When a Container hierarchy is placed under a leader all events within the hierarchy are sent to the leader, so if a label within the lead component receives a pointer pressed event this event will really be sent to the leader. E.g. in the case of the multi button the button will receive that event and send the action performed event, change the state etc.

The leader also determines the style state, so all the elements being lead are in the same state. E.g. if the the button is pressed all elements will display their pressed states, notice that they will do so with their own styles but they will each pick the pressed version of that style so a Label UIID within a lead component in the pressed state would return the Pressed state for a Label not for the Button.

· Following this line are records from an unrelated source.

PR #372, opened 2016-09-16
Redirect if URL is not appr.tc and redirect is not handled by ISP

### LINKED ISSUE #221: www.appr.tc, apprtc.net, should redirect to appr.tc

KaptenJansson:
**Description**
Redirect old URL's not handled by the ISP to appr.tc and make sure the path and URL paramters tag along.

Fixes #221

**Purpose**
Make everyone use appr.tc.

### DIFF
--- a/src/app_engine/apprtc.py
+++ b/src/app_engine/apprtc.py
@@ -553,8 +553,7 @@ class MainPage(webapp2.RequestHandler):
 
   def get(self):
     """Renders index.html."""
-    if self.request.headers['Host'] == 'apprtc.net':
-      webapp2.redirect('https://www.apprtc.net', permanent=True)
+    checkIfRedirect(self);
     # Parse out parameters from request.
     params = get_room_parameters(self.request, None, None, None)
     # room_id/room_link will not be included in the returned parameters
@@ -569,6 +568,7 @@ class RoomPage(webapp2.RequestHandler):
 
   def get(self, room_id):
     """Renders index.html or full.html."""
+    checkIfRedirect(self)
     # Check if room is full.
     room = memcache.get(
         get_memcache_key_for_room(self.request.host_url, room_id))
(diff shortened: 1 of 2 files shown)


samdutton:
I'm not a Python boffin, but LGTM.

src/app_engine/apprtc.py
```diff
@@ -590,6 +590,20 @@ def get(self):
     params = get_room_parameters(self.request, None, None, None)
     self.response.write(json.dumps(params))
 
+def checkIfRedirect(self):
+  REDIRECT_DOMAINS = [
```
hkjellander: Would it make sense to move this into app_engine/constants.py even if it's only used here. Buried 600 lines down in source code is a pretty hidden place.

src/app_engine/apprtc.py
```diff
@@ -590,6 +590,20 @@ def get(self):
...
+    'apprtc.appspot.com', 'apprtc.webrtc.org', 'www.appr.tc'
+  ]
+  ARGUMENTS = self.request.arguments()
+  parsed_args = ''
+  if self.request.headers['Host'] in REDIRECT_DOMAINS:
+    webapp2.redirect('https://appr.tc', permanent=True)
```
hkjellander: Why do a redirect here and then another one at line 606? It seems the one at line 606 is the correct one and that this one should be removed. Or have a I misunderstood how webapp2.redirect works? I tried finding documentation but couldn't find anything pointing at any reason using it like this.

src/app_engine/apprtc.py
```diff
@@ -590,6 +590,20 @@ def get(self):
     params = get_room_parameters(self.request, None, None, None)
     self.response.write(json.dumps(params))
 
+def checkIfRedirect(self):
+  REDIRECT_DOMAINS = [
+    'apprtc.appspot.com', 'apprtc.webrtc.org', 'www.appr.tc'
+  ]
+  ARGUMENTS = self.request.arguments()
```
hkjellander: The ARGUMENTS constant doesn't add anything useful, just use self.request.arguments() directly at line 601 instead.

src/app_engine/apprtc.py
```diff
@@ -590,6 +590,20 @@ def get(self):
...
+  parsed_args = ''
+  if self.request.headers['Host'] in REDIRECT_DOMAINS:
+    webapp2.redirect('https://appr.tc', permanent=True)
+    for argument in ARGUMENTS:
+      if parsed_args == '':
+        parsed_args += '?'
+      parsed_args += argument + '&'
+    redirect_url = 'https://appr.tc' + self.request.path + parsed_args
```
hkjellander: Move 'https://appr.tc' into a constant in app_engine/constants.py

src/app_engine/apprtc.py
```diff
@@ -590,6 +590,20 @@ def get(self):
     params = get_room_parameters(self.request, None, None, None)
     self.response.write(json.dumps(params))
 
+def checkIfRedirect(self):
+  REDIRECT_DOMAINS = [
+    'apprtc.appspot.com', 'apprtc.webrtc.org', 'www.appr.tc'
```
hkjellander: Out of curiosity I also tried www.apprtc.appspot.com and it gives me an "invalid certificate" error. Is that something we want to fix?

src/app_engine/apprtc.py
KaptenJansson: Done

src/app_engine/apprtc.py
KaptenJansson: Done

src/app_engine/apprtc.py
KaptenJansson: I guess we forgot to include www. in the certificate. Not sure if this is important enough to warrant us to create a new certificate. @juberti @samdutton  WDYT?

This is very convenient when you need to construct more elaborate UI’s and the cool thing about it is that you can do this entirely in the designer which allows assembling containers and defining the lead component inside the hierarchy.


Notice: This post was automatically converted using a script from an older blogging system. Some elements might not have come out as intended…. If that is the case please let us know via the comments section below.

2 Comments

  • Anonymous says:

    Could you elaborate a bit more on the last paragraph – creating a complex component from within the designer.

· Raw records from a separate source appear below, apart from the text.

Issue #385, opened 2016-10-14
AppRTC no longer allows mic-only and cam-only Firefox users to participate (regression)


jan-ivar:
**Browsers and versions affected**
Firefox 49 (release) and newer

**Description**
Starting with Firefox 49, a user with only a mic and no camera can no longer talk on an AppRTC call (presumably the reverse is true as well, a user with camera but no mic can't be seen).

Firefox 49 updated to follow [the spec](https://w3c.github.io/mediacapture-main/getusermedia.html#dom-mediadevices-getusermedia), which says to fail an audio+video request unless both are available.

**Steps to reproduce**
Join an appRTC call from a machine with mic only and no camera.

**Expected results**
- Joins conversation by sending audio only, and still receives audio+video whatever.

**Actual results**
- "Failed to get access to local media. Error name was NotFoundError. Continuing without sending a stream." [OK]
- Joins conversation without sending audio (still receives audio+video whatever).

KaptenJansson:
I've pushed a new release of AppRTC with the latest adapter release, could you please verify?

jan-ivar:
WFM, Thanks!

KaptenJansson:
No problem and thanks for the fix!

PR #386, opened 2016-10-14
Allow mic-only & cam-only users in spec-compliant browsers - broke FF49

jan-ivar:
**Description**
Fix for https://github.com/webrtc/apprtc/issues/385.

**Purpose**
Modifies getUserMedia call to allow mic-only and cam-only users (in Firefox 49+)


KaptenJansson:
LGTM!

Thanks for doing this, I've been meaning to do it for a while but it got lost.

    You can’t subclass a container in the designer, right? So one should simply use a basic container, layout whatever component is needed, and then set one of them as the leader? If so, can you then reuse this component in multiple places, multiple forms? If so, then it’s really cool! Well, even if it’s not quite like I described, it’s still pretty powerful!

  • Anonymous says:

    Sure, when you create a Container in the designer (not a form) it will appear as part of the User Components within other forms and you can drag it as a whole into new locations.

    Notice that this will create a copy so changes to the original will not be reflected.

    You can also use crateContainer from code to create a container instance thus populate the UI from elements created in the designer. Thanks to lead component you don’t really need to subclass in order to create a completely new component. The main reason we subclassed to create multi-button etc. was so the API will be “pretty”.